** Opening Entries provided block **
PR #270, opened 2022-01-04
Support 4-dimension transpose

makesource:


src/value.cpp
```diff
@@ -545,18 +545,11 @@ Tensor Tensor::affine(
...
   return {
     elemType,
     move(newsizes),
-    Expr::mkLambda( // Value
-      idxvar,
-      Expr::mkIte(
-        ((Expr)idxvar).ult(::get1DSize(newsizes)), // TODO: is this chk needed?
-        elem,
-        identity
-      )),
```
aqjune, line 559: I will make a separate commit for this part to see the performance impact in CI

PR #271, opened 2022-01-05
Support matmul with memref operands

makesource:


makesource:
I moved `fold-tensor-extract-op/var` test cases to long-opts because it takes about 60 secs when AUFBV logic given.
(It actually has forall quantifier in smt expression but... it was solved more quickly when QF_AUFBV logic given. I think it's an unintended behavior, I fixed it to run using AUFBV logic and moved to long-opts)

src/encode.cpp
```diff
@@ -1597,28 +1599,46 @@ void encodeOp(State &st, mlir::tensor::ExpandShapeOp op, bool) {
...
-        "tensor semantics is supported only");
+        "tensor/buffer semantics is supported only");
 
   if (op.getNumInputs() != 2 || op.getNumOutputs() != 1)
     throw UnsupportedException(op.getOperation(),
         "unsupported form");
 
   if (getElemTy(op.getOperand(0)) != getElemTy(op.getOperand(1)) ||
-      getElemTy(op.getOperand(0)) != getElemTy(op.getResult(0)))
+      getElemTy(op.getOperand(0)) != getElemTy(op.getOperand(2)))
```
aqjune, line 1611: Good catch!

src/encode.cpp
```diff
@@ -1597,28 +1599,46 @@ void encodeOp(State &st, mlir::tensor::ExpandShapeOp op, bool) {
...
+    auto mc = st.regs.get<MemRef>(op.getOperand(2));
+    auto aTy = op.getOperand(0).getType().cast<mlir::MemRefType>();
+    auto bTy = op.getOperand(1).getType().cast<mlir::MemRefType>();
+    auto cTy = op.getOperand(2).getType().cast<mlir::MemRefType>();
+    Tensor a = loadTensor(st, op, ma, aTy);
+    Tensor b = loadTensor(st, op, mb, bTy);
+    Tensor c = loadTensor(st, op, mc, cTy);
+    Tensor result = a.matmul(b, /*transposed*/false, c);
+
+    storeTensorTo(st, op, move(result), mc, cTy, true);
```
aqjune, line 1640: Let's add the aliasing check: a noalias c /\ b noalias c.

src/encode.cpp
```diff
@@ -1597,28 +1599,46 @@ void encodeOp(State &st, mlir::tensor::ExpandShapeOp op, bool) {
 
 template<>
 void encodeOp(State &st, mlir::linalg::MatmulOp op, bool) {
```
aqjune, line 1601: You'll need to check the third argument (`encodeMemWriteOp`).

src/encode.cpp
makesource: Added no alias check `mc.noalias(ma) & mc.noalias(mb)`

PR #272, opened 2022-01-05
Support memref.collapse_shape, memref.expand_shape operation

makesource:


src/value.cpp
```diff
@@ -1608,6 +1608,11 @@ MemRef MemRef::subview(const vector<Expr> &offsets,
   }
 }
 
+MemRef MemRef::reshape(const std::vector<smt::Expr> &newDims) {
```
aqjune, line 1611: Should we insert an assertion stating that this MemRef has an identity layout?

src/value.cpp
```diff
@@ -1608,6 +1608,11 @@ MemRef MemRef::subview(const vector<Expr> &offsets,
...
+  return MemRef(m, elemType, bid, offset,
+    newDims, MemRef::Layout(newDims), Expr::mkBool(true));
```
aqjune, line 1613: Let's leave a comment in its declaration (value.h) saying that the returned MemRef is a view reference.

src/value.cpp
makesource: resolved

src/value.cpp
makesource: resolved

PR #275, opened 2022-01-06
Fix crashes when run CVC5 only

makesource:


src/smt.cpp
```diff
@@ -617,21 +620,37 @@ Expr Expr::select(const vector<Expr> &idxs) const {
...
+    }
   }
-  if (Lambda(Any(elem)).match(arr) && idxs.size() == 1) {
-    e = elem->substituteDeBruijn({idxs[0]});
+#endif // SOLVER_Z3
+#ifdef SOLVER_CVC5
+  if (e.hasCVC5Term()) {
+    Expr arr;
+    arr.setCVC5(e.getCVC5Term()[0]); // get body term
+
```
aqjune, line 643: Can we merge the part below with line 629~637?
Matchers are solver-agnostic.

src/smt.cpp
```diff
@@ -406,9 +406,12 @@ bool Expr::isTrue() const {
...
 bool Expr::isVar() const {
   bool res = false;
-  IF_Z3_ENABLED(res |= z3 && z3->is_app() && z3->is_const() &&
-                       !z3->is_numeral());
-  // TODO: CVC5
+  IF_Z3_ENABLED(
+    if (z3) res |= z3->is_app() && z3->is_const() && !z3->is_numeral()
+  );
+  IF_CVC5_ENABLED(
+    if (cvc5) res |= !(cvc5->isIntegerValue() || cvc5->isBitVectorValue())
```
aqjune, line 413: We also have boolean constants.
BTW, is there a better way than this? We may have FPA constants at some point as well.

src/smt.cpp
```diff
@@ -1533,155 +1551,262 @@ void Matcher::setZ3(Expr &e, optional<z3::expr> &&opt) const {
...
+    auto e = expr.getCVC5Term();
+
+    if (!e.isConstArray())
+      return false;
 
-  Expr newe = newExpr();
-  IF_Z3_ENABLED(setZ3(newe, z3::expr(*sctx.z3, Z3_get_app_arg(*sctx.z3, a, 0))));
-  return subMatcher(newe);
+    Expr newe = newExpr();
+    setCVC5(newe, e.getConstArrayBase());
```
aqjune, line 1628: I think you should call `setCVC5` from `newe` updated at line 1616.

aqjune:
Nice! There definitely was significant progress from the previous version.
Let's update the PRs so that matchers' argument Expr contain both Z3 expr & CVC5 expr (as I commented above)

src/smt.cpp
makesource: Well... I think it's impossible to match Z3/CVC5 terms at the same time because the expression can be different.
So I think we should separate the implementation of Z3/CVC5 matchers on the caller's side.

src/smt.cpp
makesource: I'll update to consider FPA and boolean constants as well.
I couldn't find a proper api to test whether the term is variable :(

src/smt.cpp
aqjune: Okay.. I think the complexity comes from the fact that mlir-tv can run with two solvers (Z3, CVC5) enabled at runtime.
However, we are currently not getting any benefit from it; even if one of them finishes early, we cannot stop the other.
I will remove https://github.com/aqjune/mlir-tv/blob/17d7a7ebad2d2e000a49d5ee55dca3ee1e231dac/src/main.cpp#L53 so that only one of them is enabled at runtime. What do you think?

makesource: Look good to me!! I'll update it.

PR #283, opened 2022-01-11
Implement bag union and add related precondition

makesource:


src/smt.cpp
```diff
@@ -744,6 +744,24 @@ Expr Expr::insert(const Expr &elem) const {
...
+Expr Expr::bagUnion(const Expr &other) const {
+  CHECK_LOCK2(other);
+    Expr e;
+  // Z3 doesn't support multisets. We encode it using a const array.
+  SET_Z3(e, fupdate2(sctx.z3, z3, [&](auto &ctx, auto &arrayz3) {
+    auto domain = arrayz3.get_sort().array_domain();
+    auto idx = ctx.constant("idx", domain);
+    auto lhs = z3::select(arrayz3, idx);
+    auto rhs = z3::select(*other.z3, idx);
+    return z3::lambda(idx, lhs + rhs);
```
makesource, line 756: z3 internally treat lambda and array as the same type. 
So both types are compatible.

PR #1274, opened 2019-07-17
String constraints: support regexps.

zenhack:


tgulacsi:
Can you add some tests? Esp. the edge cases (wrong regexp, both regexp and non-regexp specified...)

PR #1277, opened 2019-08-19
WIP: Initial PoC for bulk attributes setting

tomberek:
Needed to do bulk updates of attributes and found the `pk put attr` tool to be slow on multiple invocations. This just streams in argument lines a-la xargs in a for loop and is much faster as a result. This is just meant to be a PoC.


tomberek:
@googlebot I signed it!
** Closing Entries provided block **
- **Your instructions**
The response should consist of the entries, retyped exactly and in full.

- **Task solution**
PR #270, opened 2022-01-04
Support 4-dimension transpose

makesource:


src/value.cpp
```diff
@@ -545,18 +545,11 @@ Tensor Tensor::affine(
...
   return {
     elemType,
     move(newsizes),
-    Expr::mkLambda( // Value
-      idxvar,
-      Expr::mkIte(
-        ((Expr)idxvar).ult(::get1DSize(newsizes)), // TODO: is this chk needed?
-        elem,
-        identity
-      )),
```
aqjune, line 559: I will make a separate commit for this part to see the performance impact in CI

PR #271, opened 2022-01-05
Support matmul with memref operands

makesource:


makesource:
I moved `fold-tensor-extract-op/var` test cases to long-opts because it takes about 60 secs when AUFBV logic given.
(It actually has forall quantifier in smt expression but... it was solved more quickly when QF_AUFBV logic given. I think it's an unintended behavior, I fixed it to run using AUFBV logic and moved to long-opts)

src/encode.cpp
```diff
@@ -1597,28 +1599,46 @@ void encodeOp(State &st, mlir::tensor::ExpandShapeOp op, bool) {
...
-        "tensor semantics is supported only");
+        "tensor/buffer semantics is supported only");
 
   if (op.getNumInputs() != 2 || op.getNumOutputs() != 1)
     throw UnsupportedException(op.getOperation(),
         "unsupported form");
 
   if (getElemTy(op.getOperand(0)) != getElemTy(op.getOperand(1)) ||
-      getElemTy(op.getOperand(0)) != getElemTy(op.getResult(0)))
+      getElemTy(op.getOperand(0)) != getElemTy(op.getOperand(2)))
```
aqjune, line 1611: Good catch!

src/encode.cpp
```diff
@@ -1597,28 +1599,46 @@ void encodeOp(State &st, mlir::tensor::ExpandShapeOp op, bool) {
...
+    auto mc = st.regs.get<MemRef>(op.getOperand(2));
+    auto aTy = op.getOperand(0).getType().cast<mlir::MemRefType>();
+    auto bTy = op.getOperand(1).getType().cast<mlir::MemRefType>();
+    auto cTy = op.getOperand(2).getType().cast<mlir::MemRefType>();
+    Tensor a = loadTensor(st, op, ma, aTy);
+    Tensor b = loadTensor(st, op, mb, bTy);
+    Tensor c = loadTensor(st, op, mc, cTy);
+    Tensor result = a.matmul(b, /*transposed*/false, c);
+
+    storeTensorTo(st, op, move(result), mc, cTy, true);
```
aqjune, line 1640: Let's add the aliasing check: a noalias c /\ b noalias c.

src/encode.cpp
```diff
@@ -1597,28 +1599,46 @@ void encodeOp(State &st, mlir::tensor::ExpandShapeOp op, bool) {
 
 template<>
 void encodeOp(State &st, mlir::linalg::MatmulOp op, bool) {
```
aqjune, line 1601: You'll need to check the third argument (`encodeMemWriteOp`).

src/encode.cpp
makesource: Added no alias check `mc.noalias(ma) & mc.noalias(mb)`

PR #272, opened 2022-01-05
Support memref.collapse_shape, memref.expand_shape operation

makesource:


src/value.cpp
```diff
@@ -1608,6 +1608,11 @@ MemRef MemRef::subview(const vector<Expr> &offsets,
   }
 }
 
+MemRef MemRef::reshape(const std::vector<smt::Expr> &newDims) {
```
aqjune, line 1611: Should we insert an assertion stating that this MemRef has an identity layout?

src/value.cpp
```diff
@@ -1608,6 +1608,11 @@ MemRef MemRef::subview(const vector<Expr> &offsets,
...
+  return MemRef(m, elemType, bid, offset,
+    newDims, MemRef::Layout(newDims), Expr::mkBool(true));
```
aqjune, line 1613: Let's leave a comment in its declaration (value.h) saying that the returned MemRef is a view reference.

src/value.cpp
makesource: resolved

src/value.cpp
makesource: resolved

PR #275, opened 2022-01-06
Fix crashes when run CVC5 only

makesource:


src/smt.cpp
```diff
@@ -617,21 +620,37 @@ Expr Expr::select(const vector<Expr> &idxs) const {
...
+    }
   }
-  if (Lambda(Any(elem)).match(arr) && idxs.size() == 1) {
-    e = elem->substituteDeBruijn({idxs[0]});
+#endif // SOLVER_Z3
+#ifdef SOLVER_CVC5
+  if (e.hasCVC5Term()) {
+    Expr arr;
+    arr.setCVC5(e.getCVC5Term()[0]); // get body term
+
```
aqjune, line 643: Can we merge the part below with line 629~637?
Matchers are solver-agnostic.

src/smt.cpp
```diff
@@ -406,9 +406,12 @@ bool Expr::isTrue() const {
...
 bool Expr::isVar() const {
   bool res = false;
-  IF_Z3_ENABLED(res |= z3 && z3->is_app() && z3->is_const() &&
-                       !z3->is_numeral());
-  // TODO: CVC5
+  IF_Z3_ENABLED(
+    if (z3) res |= z3->is_app() && z3->is_const() && !z3->is_numeral()
+  );
+  IF_CVC5_ENABLED(
+    if (cvc5) res |= !(cvc5->isIntegerValue() || cvc5->isBitVectorValue())
```
aqjune, line 413: We also have boolean constants.
BTW, is there a better way than this? We may have FPA constants at some point as well.

src/smt.cpp
```diff
@@ -1533,155 +1551,262 @@ void Matcher::setZ3(Expr &e, optional<z3::expr> &&opt) const {
...
+    auto e = expr.getCVC5Term();
+
+    if (!e.isConstArray())
+      return false;
 
-  Expr newe = newExpr();
-  IF_Z3_ENABLED(setZ3(newe, z3::expr(*sctx.z3, Z3_get_app_arg(*sctx.z3, a, 0))));
-  return subMatcher(newe);
+    Expr newe = newExpr();
+    setCVC5(newe, e.getConstArrayBase());
```
aqjune, line 1628: I think you should call `setCVC5` from `newe` updated at line 1616.

aqjune:
Nice! There definitely was significant progress from the previous version.
Let's update the PRs so that matchers' argument Expr contain both Z3 expr & CVC5 expr (as I commented above)

src/smt.cpp
makesource: Well... I think it's impossible to match Z3/CVC5 terms at the same time because the expression can be different.
So I think we should separate the implementation of Z3/CVC5 matchers on the caller's side.

src/smt.cpp
makesource: I'll update to consider FPA and boolean constants as well.
I couldn't find a proper api to test whether the term is variable :(

src/smt.cpp
aqjune: Okay.. I think the complexity comes from the fact that mlir-tv can run with two solvers (Z3, CVC5) enabled at runtime.
However, we are currently not getting any benefit from it; even if one of them finishes early, we cannot stop the other.
I will remove https://github.com/aqjune/mlir-tv/blob/17d7a7ebad2d2e000a49d5ee55dca3ee1e231dac/src/main.cpp#L53 so that only one of them is enabled at runtime. What do you think?

makesource: Look good to me!! I'll update it.

PR #283, opened 2022-01-11
Implement bag union and add related precondition

makesource:


src/smt.cpp
```diff
@@ -744,6 +744,24 @@ Expr Expr::insert(const Expr &elem) const {
...
+Expr Expr::bagUnion(const Expr &other) const {
+  CHECK_LOCK2(other);
+    Expr e;
+  // Z3 doesn't support multisets. We encode it using a const array.
+  SET_Z3(e, fupdate2(sctx.z3, z3, [&](auto &ctx, auto &arrayz3) {
+    auto domain = arrayz3.get_sort().array_domain();
+    auto idx = ctx.constant("idx", domain);
+    auto lhs = z3::select(arrayz3, idx);
+    auto rhs = z3::select(*other.z3, idx);
+    return z3::lambda(idx, lhs + rhs);
```
makesource, line 756: z3 internally treat lambda and array as the same type. 
So both types are compatible.

PR #1274, opened 2019-07-17
String constraints: support regexps.

zenhack:


tgulacsi:
Can you add some tests? Esp. the edge cases (wrong regexp, both regexp and non-regexp specified...)

PR #1277, opened 2019-08-19
WIP: Initial PoC for bulk attributes setting

tomberek:
Needed to do bulk updates of attributes and found the `pk put attr` tool to be slow on multiple invocations. This just streams in argument lines a-la xargs in a for loop and is much faster as a result. This is just meant to be a PoC.


tomberek:
@googlebot I signed it!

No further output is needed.